Outages and crashes are ubiquitous to the IT experience, but every event is unique. And, as even the best-laid plans sometimes go awry, these random events put IT teams to the test.
For example, a Fortune 500 organization's data center with dual power and generators in a fully meshed design might go dark -- because somebody runs into a power button with a plastic cart.
IT issues are nothing new for business leaders, IT managers or users. It's when they don't know the issue's status or progress that the frustration sets in. But strong crisis management protocols prevent chaos.
Formalize a plan
Every organization should have an IT crisis management playbook that outlines its contingency plans, equipment and processes to handle issues. Some solutions will work, and some won't. But the lessons learned from the crisis are key.
This article is part of
It's impossible to address every potential crisis scenario in the data center, so focus instead on the applications and systems. An IT crisis management playbook for applications should document ownership of each application, the hierarchy of responsibility to manage the situation and what information to share with users. Start with a definition of the applications -- it's unlikely that every member of the IT operations team knows this information for every app in use.
Simple knowledge of each application's profile is critical: At a quick glance, operations personnel should be able to discern the size of an app's user base, as well as which type of customer the application affects. Additionally, teams should have access to a list of application or service dependencies that creates a map of potential areas of effect.
The second significant component of an IT crisis management playbook is a breakdown of common or reoccurring issues and their suggested fixes. Append the top resolution suggestions from the application vendors as well. Don't expect to create an exhaustive list, but describe coverage for five to 10 of the business's most critical applications. Create a comprehensive index for both vendors and IT operations staff to see quickly if they need to escalate an issue -- and to whom -- with internal contact information attached.
A common question about crisis management playbooks is recommended format: paper or digital? If the modern paperless office is any indicator, create both. Paper binders require effort to update and store, but they also work without power -- something that's not a guarantee with a digital version.
A full power outage should never happen, but an organization must prepare for the possibility. Maintenance of a communication protocol, along with application and systems information, saves time in a crisis. IT personnel can consequently focus on the issue and correct it, rather than pursue basic information that increases time to resolution.

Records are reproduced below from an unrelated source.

PR #1314, opened 2017-08-14
Stop Leaking Secrets in Request and Response toString

### LINKED ISSUE #1312: Logging leaks private user data when a request fails
If a request fails the full request object is written to logs by calling `toString` on the request object. This leads to leaking data such as Authentication headers with sensitive credentials being written to logs. 

At the moment there is no easy way to hook in to `Http1ServerStage.runRequest` which calls `internalServerError` resulting in the log message.

It's useful to dump the request for debugging purposes but this also imposes potential security issues. It would be great if some plugable error handler could be used so a user can choose to log or not and the contents of the log message.

Based on this any logging elsewhere in HTTP4s which calls Request.toString also should be refactored to allow overriding the error handling to prevent data leaks in to logging systems

ChristopherDavenport:
Fixes #1312

### DIFF
--- a/core/src/main/scala/org/http4s/Headers.scala
+++ b/core/src/main/scala/org/http4s/Headers.scala
@@ -108,6 +108,12 @@ final class Headers private (headers: List[Header])
     */
   def removePayloadHeaders: Headers =
     filterNot(h => Headers.PayloadHeaderKeys(h.name))
+
+  def redactSensitive(sensitiveHeaderNames: Set[CaseInsensitiveString] = Headers.SensitiveHeaders): Headers =
+    headers.map {
+      case h if sensitiveHeaderNames.contains(h.name) => Header.Raw(h.name, "<REDACTED>")
+      case h => h
+    }
 }
 
 object Headers {
--- a/core/src/main/scala/org/http4s/Headers.scala
+++ b/core/src/main/scala/org/http4s/Headers.scala
@@ -135,4 +135,10 @@ object Headers {
     "Trailer".ci,
     "Transfer-Encoding".ci
   )
+
+  val SensitiveHeaders = Set(
+    "Authorization".ci,
+    "Cookie".ci,
+    "Set-Cookie".ci,
+  )
 }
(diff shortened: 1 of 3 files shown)


core/src/main/scala/org/http4s/Message.scala
```diff
@@ -211,8 +211,10 @@ final case class Request(
   def decodeWith[A](decoder: EntityDecoder[A], strict: Boolean)(f: A => Task[Response]): Task[Response] =
     decoder.decode(this, strict = strict).fold(_.toHttpResponse(httpVersion), f).join
 
-  override def toString: String =
-    s"""Request(method=$method, uri=$uri, headers=${headers})"""
+  override def toString: String = {
+    val newHeaders = headers.filter(_.is(Authorization)).filter(_.is(org.http4s.headers.Cookie))
```
rossabaker: One thing I've done in some other clients is to replace the sensitive header value with `<REDACTED>`.  Then there's evidence of it being there, but it still doesn't leak.  Then it's a map to a raw header, and pass through non-matching ones as-is.

We might also want to use the `CaseInsenstiveString` getter, which will handle invalid values, instead of the `HeaderKey`.  That way we don't leak a credential just because someone forgot a quotation mark.

rossabaker:
This seems relevant to following redirects too.

core/src/main/scala/org/http4s/Message.scala
```diff
@@ -105,6 +108,11 @@ object Message {
   object Keys {
     val TrailerHeaders = AttributeKey[Task[Headers]]
   }
+
+  def redactHeaders(headers: Headers): Headers = headers.map {
```
rossabaker: I put the payload headers as a `Headers` itself.  Perhaps that's a better home for this?

ChristopherDavenport: I agree, didn't really like it.

core/src/main/scala/org/http4s/Headers.scala
```diff
@@ -100,6 +100,12 @@ final class Headers private (headers: List[Header])
       this.toList.equals(otherheaders.toList)
     case _ => false
   }
+
+  def redactSensitive(sensitiveHeaderNames: Set[CaseInsensitiveString] = Headers.SensitiveHeaders): Headers =
```
rossabaker: This is a good idea.  Could generalize to `CaseInsensitiveString => Boolean`, which is what that Set is.  We did something like this in CORS.

rossabaker:
Looks at build.  Cries.  The 2.10 pain will be over soon.

PR #1315, opened 2017-08-15
Fixed Part name returning Content-Disposition to return form-data name parameter.

jmcardon:


ChristopherDavenport:
Also, thank you for contributing!

rossabaker:
Yes, thank you.

No thanks to me, who said this would be cherry-picked, and then I merged to the wrong branch. 😩

PR #1317, opened 2017-08-16
Return index.html when a directory is specified for static content

jedesah:
- Change default behavior of `staticContent` to return the index.html file (when present) when the client asks for a directory
- Make it easier to extend or change the default behavior by removing the `private` modifier so it can be called from external implementations

### DIFF
--- a/server/src/main/scala/org/http4s/server/staticcontent/FileService.scala
+++ b/server/src/main/scala/org/http4s/server/staticcontent/FileService.scala
@@ -26,7 +26,7 @@ object FileService {
     */
   final case class Config(systemPath: String,
                           pathPrefix: String = "",
-                          pathCollector: (File, Config, Request) => Task[Option[Response]] = filesOnly,
+                          pathCollector: (File, Config, Request) => Task[Option[Response]] = defaultFileCollector,
                           bufferSize: Int = 50*1024,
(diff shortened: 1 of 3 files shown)


server/src/main/scala/org/http4s/server/staticcontent/FileService.scala
```diff
@@ -47,8 +47,8 @@ object FileService {
   /* Returns responses for static files.
    * Directories are forbidden.
    */
-  private def filesOnly(file: File, config: Config, req: Request): Task[Option[Response]] = Task.now {
-    if (file.isDirectory()) Some(Response(Status.Unauthorized))
+  def defaultFileCollector(file: File, config: Config, req: Request): Task[Option[Response]] = Task.now {
+    if (file.isDirectory) StaticFile.fromFile(new File(file, "index.html"), Some(req))
```
ChristopherDavenport: What is generated if the file does not exist? As this now generates `None` rather than unauthorized. What would be returned? Could we fold our option into a guaranteed response here?

rossabaker: That's an excellent question.  `None` is nice because it can chain into something else, like an automated directory listing.  Although I'd expect 403 (_not_ 401) would be the most commonly desired default here.

PR #1319, opened 2017-08-16
Dependency Upgrades: 0.17 Edition

rossabaker:


ChristopherDavenport:
EntityBodyWriter- deflated resource and GzipSpec in different runs. Seems like compression or scodec are likely sources.

rossabaker:
scodec and fs2 got upgraded.  I think we can't not upgrade fs2.

rossabaker:
Failing tests removed in favor of https://github.com/functional-streams-for-scala/fs2/pull/921.  We weren't testing http4s, we were testing fs2.

PR #1326, opened 2017-08-21
Update Circe to 0.9.0-M1

tpolecat:
No more cats 0.9 dependencies!

I think.


rossabaker:
This is Travissing on #1306.  If that fixes the outstanding issues, we can release 0.18.0-M1.

PR #1328, opened 2017-08-21
Add syntax for `MaybeResponse`

jedesah:


jedesah:
Yes, the use case is testing. `orNotFound` could work or I was thinking a `total` function on `ServiceOps` that returns a `Kleisli[Task, Request, Response]` where `NotFound` is returned in the case of a `Pass`.

jedesah:
But agreed that this might not be the greatest. Although it does mirror `TaskResponseOps`

PR #1329, opened 2017-08-22
Add syntax to make a `HttpService` "total"

jedesah:
I think this is very convenient for testing. If only for migration purposes alone.

### DIFF
--- a/core/src/main/scala/org/http4s/syntax/ServiceSyntax.scala
+++ b/core/src/main/scala/org/http4s/syntax/ServiceSyntax.scala
@@ -1,6 +1,7 @@
 package org.http4s
 package syntax
 
+import scalaz.concurrent.Task
 import scalaz.Kleisli
 
 trait ServiceSyntax {
@@ -9,6 +10,9 @@ trait ServiceSyntax {
 }
 
 final class ServiceOps[A](self: Service[A, MaybeResponse]) {
+  def orNotFound(a: A): Task[Response] =
+    orNotFound.run(a)
+
   def orNotFound: Service[A, Response] =
     Kleisli(a => self.run(a).map(_.orNotFound))
 }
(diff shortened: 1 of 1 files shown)


rossabaker:
That approach should also work in 0.17, because cats' Kleisli has an `apply` method.

Note that I am compiling both versions in my head, and if scalac and I disagree, scalac is right. :)

jedesah:
@rossabaker I think you may be right. I'll ask scalac

rossabaker:
Ugh.  It thinks the application is an explicit evidence parameter, not an `A`.

jedesah:
Oops... I guess I just compiled `core`

rossabaker:
I was more troubled by having two methods that do about the same thing than by the name `total`.  Maybe we could have syntax on a `Service[A, MaybeResponse]` instead of a `Service[A, B]` with an evidence parameter and still simplify it to one signature.  We'd lose the ability to call it on a `Service[A, Response]` or a `Service[A, Pass]`, but I doubt that's a use case.

Or I'm also fine with the original version, if you think that's superior.

jedesah:
I like `Service[A, MaybeResponse]`. If you know you have either a `Service[A, Response]` or a `Service[A, Pass]` I can't think of any good reason why would you want to call `orNotFound` on it.

rossabaker:
The TickWheelExecutor failure is an intermittent failure that I introduced in #1322.

The 2.12 failures are something I've seen before.  I've had to be explicit about calling `apply` or `run`.  I haven't figured out which specs2 implicit is getting in the way yet.

rossabaker:
Leaving the overload preserves compatibility on Scala 2.10, which can't deal with the implicit conversion to Function1.

Beginning on 0.17, we have a Kleisli with an `apply` and drop 2.10, so I think we can drop that overload for two reasons when we merge.

rossabaker:
Looks like you can't request a review from the original submitter. :)  @jedesah, are you happy with my amendment?

jedesah:
@rossabaker Looks good. What's the process for merging into `0.17`?

rossabaker:
0.17 is on master right now.  There are a couple other things to merge as well.  I'll round those all up at once, as I don't expect any of them to be complicated.

PR #1333, opened 2017-08-23
Fixes deprecation message for decodeBy

aspic:


rossabaker:
Thanks!  Cherry-picked onto 0.16, where the error originated.

rossabaker:
BTW, the build failure looks like something I introduced in #1332.

PR #1334, opened 2017-08-23
[0.18] Refactor StreamApp and fix ServerBuilder.serve

aeons:
I changed `ServerBuilder.serve` back to something that makes sense.

There's also yet another attempt at refactoring `StreamApp`. It tests and I have checked it in a small example app as well.

### DIFF
--- a/core/src/main/scala/org/http4s/util/StreamApp.scala
+++ b/core/src/main/scala/org/http4s/util/StreamApp.scala
@@ -7,15 +7,17 @@ import fs2._
 import fs2.async.mutable.Signal
 import org.log4s.getLogger
 
+import scala.concurrent.ExecutionContext
+
 abstract class StreamApp[F[_]](implicit F: Effect[F]) {
   private[this] val logger = getLogger(classOf[StreamApp[F]])
 
   def stream(args: List[String], requestShutdown: F[Unit]): Stream[F, Nothing]
 
-  private implicit val executionContext = TrampolineExecutionContext
+  private implicit val executionContext: ExecutionContext = TrampolineExecutionContext
 
   /** Adds a shutdown hook that interrupts the stream and waits for it to finish */
-  private[util] def addShutdownHook(requestShutdown: Signal[F, Boolean], halted: Signal[IO, Boolean]): F[Unit] =
+  private def addShutdownHook(requestShutdown: Signal[F, Boolean], halted: Signal[IO, Boolean]): F[Unit] =
     F.delay(sys.addShutdownHook {
       val hook = requestShutdown.set(true).runAsync(_ => IO.unit) >> halted.discrete.takeWhile(_ == false).run
       hook.unsafeRunSync()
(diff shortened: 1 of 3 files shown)


core/src/main/scala/org/http4s/util/StreamApp.scala
```diff
@@ -14,34 +14,35 @@ abstract class StreamApp[F[_]](implicit F: Effect[F]) {
...
-      }))
-      res <- stream(args.toList, shutdownRequested.set(true))
-        .interruptWhen(shutdownRequested)
-        .onFinalize(halted.set(true))
-        .as(())
-    } yield res
-    s.drain
-  }
+  /** Adds a shutdown hook that interrupts the stream and waits for it to finish */
+  private[util] def addShutdownHook(requestShutdown: Signal[F, Boolean], halted: Signal[IO, Boolean]): F[Unit] =
```
rossabaker: Who calls this outside of `StreamApp`?

core/src/main/scala/org/http4s/util/StreamApp.scala
```diff
@@ -14,34 +14,35 @@ abstract class StreamApp[F[_]](implicit F: Effect[F]) {
...
+    F.delay(sys.addShutdownHook {
+      val hook = requestShutdown.set(true).runAsync(_ => IO.unit) >> halted.discrete.takeWhile(_ == false).run
+      hook.unsafeRunSync()
```
rossabaker: Why are we doing this?  To block the shutdown hook until halt is confirmed?

server/src/main/scala/org/http4s/server/ServerBuilder.scala
```diff
@@ -50,7 +50,7 @@ trait ServerBuilder[F[_]] {
    * that runs for the rest of the JVM's life.
    */
   final def serve(implicit F: Async[F]): Stream[F, Nothing] =
-    Stream.bracket(start)(_ => Stream.empty, _.shutdown)
+    Stream.bracket(start)((_: Server[F]) => Stream.eval_(F.async[Unit](_ => ())), _.shutdown)
```
aeons: ssshhh

core/src/main/scala/org/http4s/util/StreamApp.scala
aeons: Noone, was just a sloppy copy/paste from the `doMain`.

core/src/main/scala/org/http4s/util/StreamApp.scala
aeons: The whole thing? It was there before I ported it to cats.

I assume the idea is to allow the server stream to finish before the JVM dies, when a shutdown is started from somewhere outside.

server/src/main/scala/org/http4s/server/ServerBuilder.scala
rossabaker: Once it's on a release branch, it's everybody's fault. :)

PR #1336, opened 2017-08-23
Fix intermittent failure related to TickWheelExecutor shutdown

rossabaker:
I think I broke this in #1332.


rossabaker:
Going to merge this one pretty aggressively.  It's just tests, and the flakiness I introduced is breaking other builds.

PR #1337, opened 2017-08-23
Revert to Lightbend compiler

### LINKED ISSUE #1330: Don't depend on Typelevel scala library
org.http4s packages depend on `org.typelevel.scala-library`. SBT fails to reconcile it with `org.scala-lang.scala-library`, leading to two conflicting library dependencies, and non-deterministic problems like https://github.com/tpolecat/doobie/issues/568 . This an SBT issue first, but it would be better to work around it at http4s end too.

Gitter discussion: https://gitter.im/sbt/sbt?at=599b9f2b9acddb2407b69a8b

rossabaker:
I'd prefer to stay on Typelevel Scala in order to help test it and promote it, but we don't need its extended features yet, and the resulting POMs are causing some pain.  I hope to change back after the dust settles, but it's more important to ship our releases now.

Fixes #1330.

### DIFF
--- a/project/plugins.sbt
+++ b/project/plugins.sbt
@@ -12,6 +12,7 @@ addSbtPlugin("io.gatling"         %  "gatling-sbt"           % "2.1.5")
 addSbtPlugin("io.get-coursier"    %  "sbt-coursier"          % "1.0.0-RC1")
 addSbtPlugin("io.spray"           %  "sbt-revolver"          % "0.8.0")
 addSbtPlugin("io.verizon.build"   %  "sbt-rig"               % "2.0.29")
+addSbtPlugin("org.lyranthe.sbt"   %  "partial-unification"   % "1.1.0")
 addSbtPlugin("org.tpolecat"       %  "tut-plugin"            % "0.4.8")
 addSbtPlugin("pl.project13.scala" %  "sbt-jmh"               % "0.2.24")
 
--- a/.travis.yml
+++ b/.travis.yml
@@ -28,19 +28,19 @@ jobs:
   include:
     - &tests
       stage: Test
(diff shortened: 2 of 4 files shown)


project/plugins.sbt
```diff
@@ -12,6 +12,7 @@ addSbtPlugin("io.gatling"         %  "gatling-sbt"           % "2.1.5")
 addSbtPlugin("io.get-coursier"    %  "sbt-coursier"          % "1.0.0-RC1")
 addSbtPlugin("io.spray"           %  "sbt-revolver"          % "0.8.0")
 addSbtPlugin("io.verizon.build"   %  "sbt-rig"               % "2.0.29")
+addSbtPlugin("org.lyranthe.sbt"   %  "partial-unification"   % "1.1.0")
```
ChristopherDavenport: Do we need the plugin in 2.11.11?

aeons: Only for 2.10 I think: https://github.com/milessabin/si2712fix-plugin#usage

rossabaker: No.  I _think_ our build will work without this in master.  It hides a lot of ugliness in 0.16.

ChristopherDavenport: Ok, let's sure it get yanked in the merge-train.

ChristopherDavenport: *yanked out

rossabaker: And it's not needed for 2.10 because master drops 2.10.  We'll be trying to yank this and the `orNotFound` overload in 0.17.

ChristopherDavenport:
I feel like we may have missed a golden opportunity for which PR took this number. Rather tame for 1337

Talk to users and stakeholders
Communication is a priority in any outage. Without it, a minor problem can become catastrophic.
Every organization and application has stakeholders, such as application owners, management and customers. Whoever is on task to fix the issue -- an engineer, IT operations admin or application owner -- cannot be the communication point. Someone else must lead communications; otherwise, the fixer becomes too busy relaying information to address the issue.
Include a communication tree within an IT crisis management playbook. Keep a short and updated list of communication points to eliminate confusion over which admin or manager to contact when time is critical. Depending on the nature of the issue at hand, certain communication methods won't work. Large-scale network outages can take email, IM and IP phone systems offline. Cell phones are the obvious choice for communication in this scenario, so be sure to include staff's mobile numbers in the communication tree.
Also, include vendor contacts and key phone numbers for the promised support outlined in applications' service-level agreements.
One option with demonstrated success is to have an engineer on speakerphone with the vendor, while an IT operations admin in the room listens and then conveys key points to management outside. This practice enables the engineer to solve the issue and keep the lines of communication open. Enact procedures that discourage management from checking in too often, which disrupts the resolution process. Set up these processes beforehand, but remember that failures are unexpected and responsibility is difficult to assign. Designate, on the fly, the communication point person; IT operations must come together to define every role in the crisis management process -- and then respect those roles when the time comes.